Problem to work on:
Copy out all lines bearing the word "different" from the listing below.

......

PR #1044, opened 2022-08-19
docs: Add link to post explaining vim plugin installation

radeksimko:
Not every reader may be familiar with the vim plugin system and I _think_ the linked post explains it quite well, in fact better than the [official manual](https://github.com/vim/vim/blob/03c3bd9fd094c1aede2e8fe3ad8fd25b9f033053/runtime/doc/repeat.txt#L515), but I may be biased as a non-seasoned vim user. 🤷🏻‍♂️

### DIFF
--- a/docs/USAGE.md
+++ b/docs/USAGE.md
@@ -123,7 +123,7 @@ inoremap <silent><expr> <c-space> coc#refresh()
 
 ### vim-lsp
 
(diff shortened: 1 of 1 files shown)


dbanck (approved):
There are more ways and different plugin managers for vim. But I think the link captures the most important information.

Issue #445, opened 2021-03-22
Address flaky exit handler test


radeksimko:
The following test failed on 5abae0c

```
--- FAIL: TestExit (0.00s)
    exit_test.go:20: Expected service stop function to be called
FAIL
```

Probably because receiving/processing the request takes a moment and is done in a separate goroutine of upstream library.

PR #1049, opened 2022-08-25
fix: flaky exit handler test

dbanck:
This PR fixes the flaky exit handler test. The sleep makes sure that we account for the asynchronous nature of LS notifications.

I think using `time.Sleep` isn't the best, but a very pragmatic solution here. 

### Before
```
$ go test -timeout 30s -run '^TestExit$' github.com/hashicorp/terraform-ls/internal/langserver/handlers -count=1000
--- FAIL: TestExit (0.00s)
    exit_test.go:20: Expected service stop function to be called
--- FAIL: TestExit (0.00s)
    exit_test.go:20: Expected service stop function to be called
FAIL
FAIL    github.com/hashicorp/terraform-ls/internal/langserver/handlers  1.807s
FAIL
```

### After
```
$ go test -timeout 30s -run '^TestExit$' github.com/hashicorp/terraform-ls/internal/langserver/handlers -count=1000
ok      github.com/hashicorp/terraform-ls/internal/langserver/handlers  13.512s
```

Closes https://github.com/hashicorp/terraform-ls/issues/445

### DIFF
--- a/internal/langserver/handlers/exit_test.go
+++ b/internal/langserver/handlers/exit_test.go
@@ -2,6 +2,7 @@ package handlers
 
 import (
 	"testing"
+	"time"
 
 	"github.com/hashicorp/terraform-ls/internal/langserver"
 )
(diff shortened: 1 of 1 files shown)


radeksimko (approved):
I agree this is pragmatic. I assume that we'd have to rework the E2E test framework built on top of jrpc2 for any hope of a better solution.

There is https://pkg.go.dev/github.com/creachadair/jrpc2/server#NewLocal which we could consider, but ironically the `exit` handler was one of the few reasons I avoided it in the past as it made it hard to access the internal state to verify that a SIGTERM signal was received and method was called.

Maybe we can either avoid testing this particular handler, or use different approach. 🤷🏻

Issue #74, opened 2020-04-29
Support UNC paths on Windows


paultyng:
This is an extension of the work in #73.

PR #1057, opened 2022-08-30
Handle Invalid WSL URIs

### LINKED ISSUE #656: Better guide WSL users opening UNC `\\wsl$\` paths
### Current Version

```
0.22.0
```

### Use-cases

......

Result for this exercise:
There are more ways and different plugin managers for vim. But I think the link captures the most important information.
Maybe we can either avoid testing this particular handler, or use different approach. 🤷🏻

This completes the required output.